CAMPO puts $28 million in transportation funding up for grabs
Thursday, November 21, 2013 by Andy Sevilla
The City of Austin will have to battle six counties and the cities within them for a chance at a chunk of more than $28 million up for grabs for transportation projects in the Capital Area Metropolitan Planning Organization’s service area.
Local governments in the region have been scrambling for cash to fund projects geared toward improving mobility and relieving traffic gridlock within their boundaries, and the organization’s announcement Monday night of available funds was met with excitement.
“I need to go back to our transportation director and make sure that he knows that – he may already know it – and ask him to identify some projects that we can put forth by the next (CAMPO) meeting,” Austin Mayor Lee Leffingwell said. “Because we want to be competitive too, I understand there’s probably going to be a lot more demand for those dollars than there is availability, but we want to be in that mix.”
And the demand for the available dollars has already poured in, even before Monday night’s announcement at CAMPO’s policy board meeting.
“Over the past several weeks, staff has received inquiries as to the availability of additional funds,” CAMPO staff said in written materials for Monday night’s agenda.
CAMPO Director Maureen McCoy said the organization has a total $64 million available for transportation projects in fiscal year 2014, though she cautioned that more than half of those dollars have already been committed to projects the board approved in 2011 and 2013. McCoy also said the organization expects another $10 to $15 million to trickle in for transportation projects once the Texas Department of Transportation finishes reconciling its funded 2013 projects.
The CAMPO board, which divvies out federal transportation dollars in Bastrop, Burnet, Caldwell, Hays, Travis and Williamson counties, counts on $7 million of Category 3 SH 130 Concession Fund monies and $57 million in federal Category 7 Surface Transportation Program Metropolitan Mobility dollars, though $35.6 million of the latter fund have already been dedicated to previously approved proposals.
The City of Austin will receive the largest portion of the committed dollars: $13 million for North Lamar sidewalks, Braker Lane north design and engineering, Loop 275/Congress and Phase 1 of a MoPac bicycle and pedestrian bridge.
The $7 million available from the SH 130 Concession Fund can, for the most part, only be used for project construction, but the $21.4 million available in federal dollars can be used for a plethora of items, according to CAMPO officials.
“The stipulations on these particular funds don’t have to be ‘shovel ready’ (projects),” CAMPO Chair and Hays County Commissioner Will Conley said. “They can be used for programming, they can be used for construction, they can be used for research and development, and they have a lot looser conditions than some other dollars that apply sometimes on these monies.”
Once local government representatives on the CAMPO board heard of available dollars, one-by-one they began chiming in on their city and county wish lists.
McCoy said her office has heard requests from Caldwell County; the City of Georgetown is looking for money to help fund improvements to FM 1460 and TxDOT has a laundry list of projects ready to hit the ground running.
The planning organization’s policy board could allocate the funds to a single project, a set of projects or it could conduct a call for project applications.
The City of Kyle was the first to throw its hat in the ring.

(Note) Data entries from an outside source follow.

PR #12797, opened 2023-02-16
Update required spdlog and fmt version for our conda envs

robertmaynard:
## Description
This ensures that we don't have older versions of these packages installed causing rapids-cmake to download the newer versions.

## Checklist

### DIFF
--- a/conda/environments/all_cuda-118_arch-x86_64.yaml
+++ b/conda/environments/all_cuda-118_arch-x86_64.yaml
@@ -26,6 +26,7 @@ dependencies:
 - dlpack>=0.5,<0.6.0a0
 - doxygen=1.8.20
 - fastavro>=0.22.9
+- fmt>=9.1.0,<10
 - fsspec>=0.6.0
 - gcc_linux-64=9.*
 - hypothesis
@@ -66,6 +67,7 @@ dependencies:
 - s3fs>=2022.3.0
 - scikit-build>=0.13.1
 - scipy
+- spdlog>=1.11.0,<1.12
 - sphinx
 - sphinx-autobuild
 - sphinx-copybutton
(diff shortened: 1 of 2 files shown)


vyasr:
@robertmaynard you'll want to run `rapids-dependency-file-generator` to update all the necessary files (e.g. conda env files). It can be pip installed and then run from the command line in the root of the repo.

robertmaynard:
> @robertmaynard you'll want to run `rapids-dependency-file-generator` to update all the necessary files (e.g. conda env files). It can be pip installed and then run from the command line in the root of the repo.

Thanks, updated with the output. I couldn't remember if we did that through some sort of merge time magic.

vyasr:
Not quite yet, but we're slowly moving in that direction. Should have pre-commit hooks in place for it very soon at least. pre-commit autofixes in CI are still a ways away though, and I don't recall from our debates about it whether people were generally in favor of that or not (due to the possible divergence between local and remote changes from a remote run of the hook). Probably a debate we'll have again once we're closer to being able to enable such a feature.

vyasr (approved):

ajschmidt8 (approved):

vyasr:
@robertmaynard out of curiosity, if cudf pulls the latest rmm won't we just inherit these requirements from rmm? Also, this will affect #12637 CC @vuule

ajschmidt8:
Do these packages need to be added to the conda recipes at all?

Right now that `build` dependencies list in `dependencies.yaml` is really only used for downstream projects like `rapids-compose` and `rapids-compose v2`

robertmaynard:
I added these to the dependencies.yaml as I was running into conda envs that had spdlog 7 in them.

Looking at the conda envs more closely it looks like that this is due to them bringing librmm 23.02 for some reason instead of librmm 23.04. 

I think we can close this PR as it isn't needed

vyasr:
OK good so cudf should indeed be pulling the requirement from rmm as I would have expected. I will close this for now, we can reopen if the issue reappears.

PR #12800, opened 2023-02-17
Add compute-sanitizer github workflow action to nightly tests

davidwendt:
## Description
Adds github workflow action to the nightly tests for running `compute-sanitizer` on the libcudf gtests.

Reference: #12530 

## Checklist


ci/test_cpp_memcheck.sh
```diff
@@ -0,0 +1,61 @@
...
+nvidia-smi
+
+EXITCODE=0
+trap "EXITCODE=1" ERR
+set +e
+
+# Run gtests with compute-sanitizer
+echo "RAPIDS_BUILD_TYPE=${RAPIDS_BUILD_TYPE}"
+
+if [[ "${RAPIDS_BUILD_TYPE}" == "nightly" ]]; then
```
ajschmidt8, line 41: The `test.yaml` workflow which runs this script is only ever executed for nightly tests.

Therefore this conditional block can be removed.

ci/test_cpp_memcheck.sh
```diff
@@ -0,0 +1,61 @@
...
+mkdir -p "${RAPIDS_TESTS_DIR}"
+
+rapids-print-env
+
+rapids-mamba-retry install \
+  --channel "${CPP_CHANNEL}" \
+  libcudf libcudf_kafka libcudf-tests
+
+rapids-logger "Check GPU usage"
+nvidia-smi
```
ajschmidt8, line 32: It looks like a lot of this code is the same as what's present in the `test_cpp.sh` script.

I think we can DRY this up a bit.

Take a look at the Python test scripts for `cudf` below, which make use of a `test_python_common.sh` script to remove duplication like this.

- https://github.com/rapidsai/cudf/blob/branch-23.04/ci/test_python_common.sh
- https://github.com/rapidsai/cudf/blob/branch-23.04/ci/test_python_cudf.sh
- https://github.com/rapidsai/cudf/blob/branch-23.04/ci/test_python_other.sh

ajschmidt8 (commented):
Few minor comments.

Looks great otherwise.

Nice job Dave.

dependencies.yaml
```diff
@@ -266,6 +268,14 @@ dependencies:
...
             packages:
               - cupy-cuda11x -f https://pip.cupy.dev/aarch64 # TODO: Verify that this works.
+  test_cpp:
+    specific:
+      - output_types: conda
+        matrices:
+          - matrix:
+              cuda: "11.8"
+            packages:
+              - cuda-sanitizer-api=11.8.86
```
ajschmidt8, line 278:
```suggestion
          - matrix:
              cuda: "11.8"
            packages:
              - cuda-sanitizer-api=11.8.86
          - matrix:
            packages:
```

By default, the `dependency-file-generator` tool requires that every matrix variation be covered in `specific` dependency lists like this one.

To override that, you can add an empty matrix option, which basically says "For all other matrix variations, use this `packages` list" (where this `packages` list happens to be empty in this case).

This is why CI is currently failing for this PR.

ci/test_cpp_memcheck.sh
davidwendt: Done. Let me know what you think.

ajschmidt8 (approved):

ci/test_cpp_memcheck.sh
```diff
@@ -0,0 +1,29 @@
...
+for gt in "$CONDA_PREFIX"/bin/gtests/{libcudf,libcudf_kafka}/* ; do
+    test_name=$(basename ${gt})
+    if [[ "$test_name" == "ERROR_TEST" ]]; then
+        continue
+    fi
+    if [[ "$test_name" == "STREAM_IDENTIFICATION_TEST" ]]; then
+        continue
+    fi
+    echo "Running gtest $test_name"
+    echo "${COMPUTE_SANITIZER_CMD} ${gt} --gtest_output=xml:${RAPIDS_TESTS_DIR}${test_name}.xml"
```
vyasr, line 23: Maybe store the arguments (`${gt}` onward) into a variable so that you don't have to copy-paste it below? I can totally see someone needing to make some minor modification in the future and forgetting to do it on both lines.

ci/test_cpp_memcheck.sh
```diff
@@ -0,0 +1,29 @@
+#!/bin/bash
+# Copyright (c) 2023, NVIDIA CORPORATION.
+
+source "$(dirname "$0")/test_cpp_common.sh"
```
vyasr, line 4: Same question as before about the quotes, I don't think this does quite what we want. If, for instance, there are any spaces in the name `$0` the result here will be having them unquoted, which is usually the kind of thing you want to use quotes for.

dependencies.yaml
```diff
@@ -266,6 +268,16 @@ dependencies:
...
```
vyasr, line 278: This is a very specific pinning, any reason we can't do a >=?

vyasr (approved):
Couple of minor suggestions, but nothing blocking. Feel free to resolve as you see fit. Excited to have this running again!

ci/test_cpp.sh
```diff
@@ -1,35 +1,7 @@
...
-
-rapids-print-env
-
-rapids-mamba-retry install \
-  --channel "${CPP_CHANNEL}" \
-  libcudf libcudf_kafka libcudf-tests
-
-rapids-logger "Check GPU usage"
-nvidia-smi
+source "$(dirname "$0")/test_cpp_common.sh"
```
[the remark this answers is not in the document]
davidwendt: Copied from this line: https://github.com/rapidsai/cudf/blob/d077c9b2a3764818fb690995f2c2867a2c024811/ci/test_python_cudf.sh#L5
per instructions from AJ in this comment:
https://github.com/rapidsai/cudf/pull/12800#discussion_r1110043072

ci/test_cpp_memcheck.sh
davidwendt: I'll just remove the echo line

dependencies.yaml
davidwendt: This was stolen from here: https://github.com/rapidsai/cudf/pull/12530/files#diff-5475a6d76de4c506ee92cf6f941bba30a6a07b5881cfea531d42a6ec035095a6R278
cc @bdice

ci/test_cpp_memcheck.sh
davidwendt: @ajschmidt8 
https://github.com/rapidsai/cudf/blob/d077c9b2a3764818fb690995f2c2867a2c024811/ci/test_python_cudf.sh#L5

dependencies.yaml
bdice: @vyasr We don't want the compute sanitizer from CUDA 12 to be run with our CUDA 11.8 builds. We need to pin this.

bdice: We could pin like suggested below, but I wouldn't advise it. We have been pinning exact dependencies on CUDA packages in our conda build recipes like shown here: https://github.com/rapidsai/raft/blob/branch-23.04/conda/recipes/libraft/conda_build_config.yaml
```suggestion
              - cuda-sanitizer-api=11.8.*
```

bdice (approved):
This looks good to me, aside from @vyasr's suggestions.

ci/test_cpp_memcheck.sh
davidwendt: Looks like this is correct for command substitution. Here are a couple references: 
https://unix.stackexchange.com/questions/289574/nested-double-quotes-in-assignment-with-command-substitution
https://unix.stackexchange.com/questions/118433/quoting-within-command-substitution-in-bash

dependencies.yaml
ajschmidt8: I thought about this myself too and figured it was best left as-is.

The downside to this pin is that we'll need to update the version and corresponding `matrix` values in the `dependencies.yaml` file anytime the `rapidsai/ci:latest` image is updated (which is used [here](https://github.com/rapidsai/cudf/pull/12800/files#diff-245392b692a50c38ecab4381b118862db514035c10983f3bd4f4b7f1f4be4692R35)).

Right now the `latest` tag points to an `11.8` image. When we update that image to CUDA 12 for instance, then `cuda-santizer-api` will no longer get installed and the job will fail.

bdice: That's correct -- but that's already true for every other part of our CI. We need to keep our conda recipes (and conda build configs) **and** dependencies.yaml matrix values up to date for every CUDA update we make. I don't think this is a new requirement, it's just another instance of things we must already do.

ci/test_cpp_memcheck.sh
vyasr: Ah yes pesky command substitution rules. I never remember any of this. Thanks for the refs.

dependencies.yaml
vyasr: I guess I was mostly looking to float forward minor versions while pinning the major version i.e. ` ==11.*` but if we're being consistent here that's fine with me.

Tuesday night, Kyle Council members approved engineering contracts for two of their deteriorated roads in hopes of pushing both projects ahead of the pack.
Kyle Mayor Lucy Johnson said in a text message Monday night that her city would be competing for some of the money after learning of the attainable transportation funds.
Putting on his commissioner hat, Conley said the Hays County Commissioners Court would also seek transportation dollars.
“It’s a funding opportunity that could help toward furthering transportation improvements in Hays County or in the municipalities within Hays County,” Conley said, adding that his county has plenty of propositions to choose “from project development to projects that are shovel ready that have not be let yet.”
CAMPO’s policy board will take the matter up again at its Dec. 9 meeting where government transportation wish lists will be discussed and the winners potentially selected.